→ Task item:
Copy exactly the run of lines that begins at the line with "Fix bridge observation tensor" and ends at the final line of the entries.

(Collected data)

Issue #1167, opened 2024-01-18
Question about Bridge observation tensor types.


zizhang-qiu:
Hi, I read the code in [bridge.cc](https://github.com/google-deepmind/open_spiel/blob/master/open_spiel/games/bridge/bridge.cc) and find the observation tensor only use three types ,
https://github.com/google-deepmind/open_spiel/blob/d8a3babc2703d58dfd7a86974c91a28b9593b90a/open_spiel/games/bridge/bridge.cc#L317

https://github.com/google-deepmind/open_spiel/blob/d8a3babc2703d58dfd7a86974c91a28b9593b90a/open_spiel/games/bridge/bridge.cc#L400

However, in [bridge.h](https://github.com/google-deepmind/open_spiel/blob/master/open_spiel/games/bridge/bridge.h), four types of observation are declared.
https://github.com/google-deepmind/open_spiel/blob/d8a3babc2703d58dfd7a86974c91a28b9593b90a/open_spiel/games/bridge/bridge.h#L55

lanctot:
Hi, thanks. @elkhrt any ideas?

elkhrt:
Yes, this looks like a bug - thanks for reporting it. Line 317 should be something like:

```
  const bool defending = (partnership != Partnership(contract_.declarer));
  if (phase_ == Phase::kPlay) ptr[2 + defending] = 1;
```

Do you fancy fixing it?

In general, we've only really used the bidding phase of the bridge implementation, so there may be some small issues with the play phase.

zizhang-qiu:
Thanks for the reply.
To be honest, I don't know how to fix it on github. Should I create a pull request or something? Are there any tutorials?

elkhrt:
Yes, submit a pull request. You'll need to sign an contributor agreement also.
There's no OpenSpiel specific tutorial, but plenty of general ones!

lanctot:
Fixed by PR #1172 . Thanks @zizhang-qiu !

Commit here: https://github.com/google-deepmind/open_spiel/commit/931e39a99ee73412500def0227925f8f19f033fe

PR #1172, opened 2024-01-31
Fix bridge observation tensor

zizhang-qiu:
Fix the bridge observation tensor in #1167.


lanctot:
Thanks @zizhang-qiu !

lanctot:
Can you regenerate the playthroughs?

(run [this script](https://github.com/google-deepmind/open_spiel/blob/master/open_spiel/scripts/regenerate_playthroughs.sh))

→ Output of the exercise:
Fix bridge observation tensor

zizhang-qiu:
Fix the bridge observation tensor in #1167.


lanctot:
Thanks @zizhang-qiu !

lanctot:
Can you regenerate the playthroughs?

(run [this script](https://github.com/google-deepmind/open_spiel/blob/master/open_spiel/scripts/regenerate_playthroughs.sh))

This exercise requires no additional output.